PR #441, opened 2023-02-21
404 jackknifing frontend

tensionhead:
Changes Summary
----------------
- wired the jackknifing machinery into the `connectivityanalysis` frontend
- new key word `jackknife=True/False` can be used to control jackknifing
- added test for jackknifing a Granger causality analysis

Reviewer Checklist
------------------


syncopy/tests/test_statistics.py
```diff
@@ -502,6 +503,116 @@ def test_jk_coh(self, **kwargs):
         # we could still expect to get a 'significant' coherence max 5% of the time
         assert np.sum(pvals < 0.05) / coh.freq.size < 0.05
 
+        # finally fire up the frontend and compare results
+        res = spy.connectivityanalysis(adata, method='coh', jackknife=True, output=output)
+
+        assert np.allclose(res.jack_var, variance.data)
+        assert np.allclose(res.jack_bias, bias.data)
+
+    def test_jk_frontend(self):
```
dfsp-spirit, line 512: This test triggers the following warning:

    15:51:51 - WARNING: Syncopy <cross_spectra> WARNING: Multi-channel Granger analysis can be numerically unstable, it is recommended to have at least 10 times the number of trials compared to the number of channels. Try calculating in sub-groups of fewer channels!

But I guess that is fine with us, right? I usually try to make my testsuite run without warnings (which may include suppressing those I know about and which I find acceptable), but that is just my personal preference, and so far we do not care in Syncopy.

dfsp-spirit (approved):

Issue #454, opened 2023-03-24
Selecting channels in a large dataset with many trials takes ages


dfsp-spirit:
**Describe the bug**
Selecting channels in a large dataset with many trials takes ages. This was discovered by @kajal5888 

**To Reproduce**

```python
import syncopy as spy
import numpy as np
dt = spy.load("~/DataCombined_StimulusCPAll_vertical_Epoched_WindowLength50msSlidWinNr1.spy")   # file from DJ, available on ESI cs
dt2 = dt.selectdata(channel=np.arange(90, 200))  # Takes several hours, has not finished yet
```

DJ had this running for *more than 10 hours* without it finishing.

info on dt:
```python
dt
Syncopy AnalogData object with fields

                cfg : dictionary with keys ''
            channel : [220] element <class 'numpy.ndarray'>
          container : DataCombined_StimulusCPAll_vertical_Epoched_WindowLength50msSlidWinNr1.spy
               data : 182603 trials of length 50.0 defined on [9312753 x 220] float32 Dataset of size 7.63 GB
             dimord : time by channel
           filename : /home/schaefert/DataCombined_StimulusCPAll_vertical_Epoched_WindowLength50msSlidWinNr1.spy/DataCombined_StimulusCPAll_vertical_Epoched_WindowLength50msSlidWinNr1.analog
               info : dictionary with keys ''
               mode : r
         sampleinfo : [182603 x 2] element <class 'numpy.ndarray'>
         samplerate : 1017.2526245117188
          selection : None
                tag : None
               time : 182603 element list
          trialinfo : [182603 x 0] element <class 'numpy.ndarray'>
     trialintervals : [182603 x 2] element <class 'numpy.ndarray'>
             trials : 182603 element iterable

Use `.log` to see object history
```

**Note the number of trials.**

**Expected behavior**
It should perform the selection in a reasonable amount of time (seconds, not hours).

dfsp-spirit:
The issue seems to be that in the `trialdefinition` setter, `data._get_time` gets called and calls `best_match` once per trial. The `best_match` function however takes about 0.5 secs *per trial* on this dataset, resulting in a runtime of  ~ 25 hours.

dfsp-spirit:
This is being investigated in [454_chan_sel](https://github.com/esi-neuroscience/syncopy/tree/454_chan_sel).

tensionhead:
With #455 we got an performance increase of at around 2-3 orders of magnitude :rocket:

PR #455, opened 2023-03-24
454 chan sel

dfsp-spirit:
Changes Summary
----------------
See #454. This is an investigation branch that currently mostly adds logging to identify the source of the slowdown. It identified best_match as the main source of the excessive runtime, which takes 0.5 sec per trial, at 180k trials, for this dataset, leading to ~ 25h runtime.

EDIT: `best_match` in the end wasn't the culprit, an ineffecient handling of the `.time` property was. For a lean channel selection, the costly `best_match` does not need to be invoked at all..

**We were able to avoid and speed up various internal function calls, and now the runtime is down from 25h to <10 minutes.**

Reviewer Checklist
------------------


KatharineShapcott:
Apologies for the unsolicited advice, but couldn't you just temporarily remove the trial definition for a channel only selection and add it back in afterwards?

tensionhead:
Yes we also thought along those lines! Yet I think it is still interesting to find out, why a mere channel selection requires that much time/computations..

KatharineShapcott:
I suspect it might also be due to the way syncopy HDF5 files are stored, without chunking in the channel dimension I think you actually have to load in the whole file to access just one channel.

dfsp-spirit:
The selection, as everything in Syncopy, happens via trials, so we have to enumerate all trials. This branch shows that the major part of the time required to do that goes into the `best_match()` function. I will, for now, leave it at that and close this. As Katherine suggested, the workaround is to select channels before applying a trial definition like that.

tensionhead (approved):
Great, together with #489 we made another performance leap quite noticable for people with >1 000 trials, and critical for people with >10 000 trials.

Compared to current `master`, selecting 3 channels and 1000 trials from a 40 channel 10 000 trial dataset now takes 0.5 seconds instead of 55 seconds.

syncopy/datatype/selector.py
```diff
@@ -894,6 +883,7 @@ def _make_consistent(self, data):
 
                 # Update selector properties
                 for selection in actualSelections:
+                    print(getattr(self, "_{}".format(selection)), self._dataClass)
```
dfsp-spirit, line 886: there are commits missing, we have already removed this

PR #459, opened 2023-03-31
CHG: Normalize spectra independent of padding

tensionhead:
Changes Summary
----------------

- this implements Pascal's original power normalization intention: spectral power is independent of signal length/padding
- added `ft_compat` parameter for `freqanalysis --> mtmfft` to get FT behavior if needed
- no changes needed for `mtmconvol` as here the individual segments get not padded (modulo the edges)

Reviewer Checklist
------------------


dfsp-spirit (approved):
Thanks, and good idea to add an extra parameter for the FT behavior. I guess not everybody will want this.

PR #464, opened 2023-04-03
FIX: fix TestMetadataUsingFooof.test_channel_par

dfsp-spirit:
Fix: Determine `TestMetadataUsingFooof.test_channel_par()` unit test expectations based on whether parallel processing was *actually used* (as opposed to *requested*).

This fixes things on the MacOS runners at ESI. On GitHub CI, this is not triggered, as the tests actually run in parallel there.

Explanation:
It turned out that the test fails if parallel computation is not actually possible on the system, i.e., you set `cfg.parallel=True`, but actually sequential computation is being used (with a warning, but the test does not know about that). I solved this by adding a `log_dict` entry `used_parallel`, which should also come in handy in other situations.

Reviewer Checklist
------------------

### DIFF
--- a/syncopy/shared/computational_routine.py
+++ b/syncopy/shared/computational_routine.py
@@ -607,6 +607,9 @@ class ComputationalRoutine(ABC):
         # Create HDF5 dataset of appropriate dimension
         self.preallocate_output(out, parallel_store=parallel_store)
 
+        log_dict = {} if log_dict is None else log_dict
+        log_dict["used_parallel"] = str(parallel)
+
         if parallel:
 
             # Construct list of dicts that will be passed on to workers: in the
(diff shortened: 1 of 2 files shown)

Work instructions: An identical copy of the preceding records should be returned.

Written answer:
PR #441, opened 2023-02-21
404 jackknifing frontend

tensionhead:
Changes Summary
----------------
- wired the jackknifing machinery into the `connectivityanalysis` frontend
- new key word `jackknife=True/False` can be used to control jackknifing
- added test for jackknifing a Granger causality analysis

Reviewer Checklist
------------------


syncopy/tests/test_statistics.py
```diff
@@ -502,6 +503,116 @@ def test_jk_coh(self, **kwargs):
         # we could still expect to get a 'significant' coherence max 5% of the time
         assert np.sum(pvals < 0.05) / coh.freq.size < 0.05
 
+        # finally fire up the frontend and compare results
+        res = spy.connectivityanalysis(adata, method='coh', jackknife=True, output=output)
+
+        assert np.allclose(res.jack_var, variance.data)
+        assert np.allclose(res.jack_bias, bias.data)
+
+    def test_jk_frontend(self):
```
dfsp-spirit, line 512: This test triggers the following warning:

    15:51:51 - WARNING: Syncopy <cross_spectra> WARNING: Multi-channel Granger analysis can be numerically unstable, it is recommended to have at least 10 times the number of trials compared to the number of channels. Try calculating in sub-groups of fewer channels!

But I guess that is fine with us, right? I usually try to make my testsuite run without warnings (which may include suppressing those I know about and which I find acceptable), but that is just my personal preference, and so far we do not care in Syncopy.

dfsp-spirit (approved):

Issue #454, opened 2023-03-24
Selecting channels in a large dataset with many trials takes ages


dfsp-spirit:
**Describe the bug**
Selecting channels in a large dataset with many trials takes ages. This was discovered by @kajal5888 

**To Reproduce**

```python
import syncopy as spy
import numpy as np
dt = spy.load("~/DataCombined_StimulusCPAll_vertical_Epoched_WindowLength50msSlidWinNr1.spy")   # file from DJ, available on ESI cs
dt2 = dt.selectdata(channel=np.arange(90, 200))  # Takes several hours, has not finished yet
```

DJ had this running for *more than 10 hours* without it finishing.

info on dt:
```python
dt
Syncopy AnalogData object with fields

                cfg : dictionary with keys ''
            channel : [220] element <class 'numpy.ndarray'>
          container : DataCombined_StimulusCPAll_vertical_Epoched_WindowLength50msSlidWinNr1.spy
               data : 182603 trials of length 50.0 defined on [9312753 x 220] float32 Dataset of size 7.63 GB
             dimord : time by channel
           filename : /home/schaefert/DataCombined_StimulusCPAll_vertical_Epoched_WindowLength50msSlidWinNr1.spy/DataCombined_StimulusCPAll_vertical_Epoched_WindowLength50msSlidWinNr1.analog
               info : dictionary with keys ''
               mode : r
         sampleinfo : [182603 x 2] element <class 'numpy.ndarray'>
         samplerate : 1017.2526245117188
          selection : None
                tag : None
               time : 182603 element list
          trialinfo : [182603 x 0] element <class 'numpy.ndarray'>
     trialintervals : [182603 x 2] element <class 'numpy.ndarray'>
             trials : 182603 element iterable

Use `.log` to see object history
```

**Note the number of trials.**

**Expected behavior**
It should perform the selection in a reasonable amount of time (seconds, not hours).

dfsp-spirit:
The issue seems to be that in the `trialdefinition` setter, `data._get_time` gets called and calls `best_match` once per trial. The `best_match` function however takes about 0.5 secs *per trial* on this dataset, resulting in a runtime of  ~ 25 hours.

dfsp-spirit:
This is being investigated in [454_chan_sel](https://github.com/esi-neuroscience/syncopy/tree/454_chan_sel).

tensionhead:
With #455 we got an performance increase of at around 2-3 orders of magnitude :rocket:

PR #455, opened 2023-03-24
454 chan sel

dfsp-spirit:
Changes Summary
----------------
See #454. This is an investigation branch that currently mostly adds logging to identify the source of the slowdown. It identified best_match as the main source of the excessive runtime, which takes 0.5 sec per trial, at 180k trials, for this dataset, leading to ~ 25h runtime.

EDIT: `best_match` in the end wasn't the culprit, an ineffecient handling of the `.time` property was. For a lean channel selection, the costly `best_match` does not need to be invoked at all..

**We were able to avoid and speed up various internal function calls, and now the runtime is down from 25h to <10 minutes.**

Reviewer Checklist
------------------


KatharineShapcott:
Apologies for the unsolicited advice, but couldn't you just temporarily remove the trial definition for a channel only selection and add it back in afterwards?

tensionhead:
Yes we also thought along those lines! Yet I think it is still interesting to find out, why a mere channel selection requires that much time/computations..

KatharineShapcott:
I suspect it might also be due to the way syncopy HDF5 files are stored, without chunking in the channel dimension I think you actually have to load in the whole file to access just one channel.

dfsp-spirit:
The selection, as everything in Syncopy, happens via trials, so we have to enumerate all trials. This branch shows that the major part of the time required to do that goes into the `best_match()` function. I will, for now, leave it at that and close this. As Katherine suggested, the workaround is to select channels before applying a trial definition like that.

tensionhead (approved):
Great, together with #489 we made another performance leap quite noticable for people with >1 000 trials, and critical for people with >10 000 trials.

Compared to current `master`, selecting 3 channels and 1000 trials from a 40 channel 10 000 trial dataset now takes 0.5 seconds instead of 55 seconds.

syncopy/datatype/selector.py
```diff
@@ -894,6 +883,7 @@ def _make_consistent(self, data):
 
                 # Update selector properties
                 for selection in actualSelections:
+                    print(getattr(self, "_{}".format(selection)), self._dataClass)
```
dfsp-spirit, line 886: there are commits missing, we have already removed this

PR #459, opened 2023-03-31
CHG: Normalize spectra independent of padding

tensionhead:
Changes Summary
----------------

- this implements Pascal's original power normalization intention: spectral power is independent of signal length/padding
- added `ft_compat` parameter for `freqanalysis --> mtmfft` to get FT behavior if needed
- no changes needed for `mtmconvol` as here the individual segments get not padded (modulo the edges)

Reviewer Checklist
------------------


dfsp-spirit (approved):
Thanks, and good idea to add an extra parameter for the FT behavior. I guess not everybody will want this.

PR #464, opened 2023-04-03
FIX: fix TestMetadataUsingFooof.test_channel_par

dfsp-spirit:
Fix: Determine `TestMetadataUsingFooof.test_channel_par()` unit test expectations based on whether parallel processing was *actually used* (as opposed to *requested*).

This fixes things on the MacOS runners at ESI. On GitHub CI, this is not triggered, as the tests actually run in parallel there.

Explanation:
It turned out that the test fails if parallel computation is not actually possible on the system, i.e., you set `cfg.parallel=True`, but actually sequential computation is being used (with a warning, but the test does not know about that). I solved this by adding a `log_dict` entry `used_parallel`, which should also come in handy in other situations.

Reviewer Checklist
------------------

### DIFF
--- a/syncopy/shared/computational_routine.py
+++ b/syncopy/shared/computational_routine.py
@@ -607,6 +607,9 @@ class ComputationalRoutine(ABC):
         # Create HDF5 dataset of appropriate dimension
         self.preallocate_output(out, parallel_store=parallel_store)
 
+        log_dict = {} if log_dict is None else log_dict
+        log_dict["used_parallel"] = str(parallel)
+
         if parallel:
 
             # Construct list of dicts that will be passed on to workers: in the
(diff shortened: 1 of 2 files shown)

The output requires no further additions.